Today’s compounding pharmacy practice includes sterile preparations and nonsterile preparations.
Physical reference standards also are called for in monograph tests as well as in some general chapters.
USP’s standards are developed or revised by the Council of Experts and its Expert Committees, a volunteer, expert standards-setting body.
The Compounding Quality Act of DQSA established two sections that established clearly differentiated types of compounding facilities: Section 503A set forth “Traditional Compounders” and Section 503B established “Outsourcing Facilities.” For further information on this law, see Power Pak’s Current Topics in Sterile Compounding: The Drug Quality and Security Act. USP’s standards were recognized as the official compendia for drugs marketed in the United States in the 1906 Pure Food and Drugs Act and the 1938 FD&C Act and its amendments.
In the United States, standards of strength, quality, purity, packaging, labeling, and naming of medicines are developed by the USP. The FDA typically enforces USP-NF standards via the adulteration and misbranding sections of the FD&C Act.
For compounding, the Compounding Expert Committee comprises experts in the fields of sterile and nonsterile compounding for human and animal drugs, microbiology, infection control, and analytical chemistry.
All new or revised USP standards undergo a formal public review and comment process.

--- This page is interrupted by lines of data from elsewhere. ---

Issue #568, opened 2021-10-06
SARIF Format Support on Output for cfn_nag


NickLiffen:
Hey 👋 

I didn't know where else to post this so thought I would open an issue. If this is better moved to a GitHub discussion let me know. 

I'm Nick from GitHub, specifically on the GitHub Advanced Security (GHAS) product. I am a big user of `cfn_nag`, and I think it's great to help people track possible security patterns within their cloud formation templates. 

One thing I would **love** is for this tool to support a [SARIF](https://docs.oasis-open.org/sarif/sarif/v2.0/sarif-v2.0.html) output. SARIF is an industry standard for static analysis. 

We have seen many other linting tools support SARIF such as [eslint](https://www.npmjs.com/package/@microsoft/eslint-formatter-sarif), as well as other security tools: [CodeQL](https://codeql.github.com/docs/), etc. 

So, why am I asking for SARIF support? Right now, GitHub Code Scanning (as part of GitHub Advanced Security) supports any file which is in the format of SARIF. That means any data can be uploaded to Code Scanning. We are seeing more and more teams starting to track security and quality alerts within Code Scanning, and I think it would be great if `cfn_nag` results could be uploaded to Code Scanning. 

All I see this being is the following:

```
cfn_nag_scan --input-path template.yml --output-format sarif
```

Right now it supports JSON, etc. If it could also support SARIF, that would be amazing :) 

Love to hear your thoughts 👍  Also happy to discuss this any further 👍 I think this would be a great feature 👍

NickLiffen:
We could then add it as an option on the GitHub Action, which would automatically upload the results to Code Scanning, which I think would be a really nice experience 👍

NickLiffen:
Amazing 💯 Thanks @arothian. I would contribute towards this work but as a developer myself, I must admit Ruby is not my strong suit 😢 

Some tools that may be useful to you:

- [SARIF Validator](https://sarifweb.azurewebsites.net/Validation)
- [SARIF Tutorials](https://github.com/microsoft/sarif-tutorials)

If you would like to validate anything please feel free to let me know 👍

arothian:
> @arothian thanks for this! Is there any way I could run cfn_nag off this branch by any chance? I can just quickly test this by getting the SARIF and uploading it to the GitHub Code Scanning portal.

[...]

PR #573, opened 2021-10-11
SARIF output support

arothian:
Adds support for output results in SARIF format #568 
- Pass rule definitions to result formatters
- Add names to rule definitions/violations
- Utility method to generate violations from rule classes

### DIFF
--- a/cfn-nag.gemspec
+++ b/cfn-nag.gemspec
@@ -5,7 +5,7 @@ require_relative 'lib/cfn-nag/version'
 Gem::Specification.new do |s|
   s.name          = 'cfn-nag'
   s.license       = 'MIT'
-  s.version       = ENV['GEM_VERSION'] || CfnNagVersion::VERSION
+  s.version       = CfnNagVersion::VERSION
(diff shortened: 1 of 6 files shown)


arothian:
Open Questions
- Should the rules list contain all rules in the scan or only those with results?
- Handling of file paths in results

NickLiffen:
It looks like it may be rule specific 🤔 

Screenshot 2021-10-12 at 17 17 20

NickLiffen:
@arothian you are indeed correct, this is using SAM, so they are `AWS::Serverless::Function` set. 

It would be amazing if you could grab the line number before pre-transformed resources. Worst comes to worst (not saying we should do this) we see a lot of companies putting line `1` if they don't know where it is coming from. Most customers find it useful (and they prefer the tool if the actual line numbering works (as that's the value of SARIF and the code scanning GUI). However, if it's too complex architectural (which I understand sometimes these solutions can be), then maybe just default to the line `1`. but only for lines we can't really find.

Sterile compounding evolved primarily in hospitals in the 1960s and 1970s.USP’s standards for compounded medicines include monographs for bulk drug substances used in compounded preparations; monographs for compounded preparations (primarily nonsterile), six general chapters including USP has nearly 200 compounding preparations monographs in the official USP-NF, primarily for nonsterile preparations.Compounding preparation monographs include formulations and quality parameters for individual preparations and comprise formulas (ingredients and quantities), directions to correctly compound the preparation, packaging and storage information, p H, beyond-use dates (BUD) based on stability studies, and assays (for most monographs).General Chapter describes the “conditions and practices to prevent harm, including death, to patients that could result from 1) microbial contamination (nonsterility), 2) excessive bacterial endotoxins, 3) variability in the intended strength of correct ingredients, 4) unintended chemical and physical contaminants, and 5) ingredients of inappropriate quality in compounded sterile preparations (CSPs).” The revisions proposed in 2015, while not finalized, are intended to “reflect new science and evidence based on updated guidance documents, best practices, and new learnings from investigations; respond to stakeholder input received...; and to clarify topics that are frequently queried and misconstrued.” is designed to protect health care personnel who handle hazardous drugs as well as to increase the safety in the physical environments in which hazardous drugs are prepared.It “...describes practice and quality standards for handling hazardous drugs (HDs) to promote patient safety, worker safety, and environmental protection.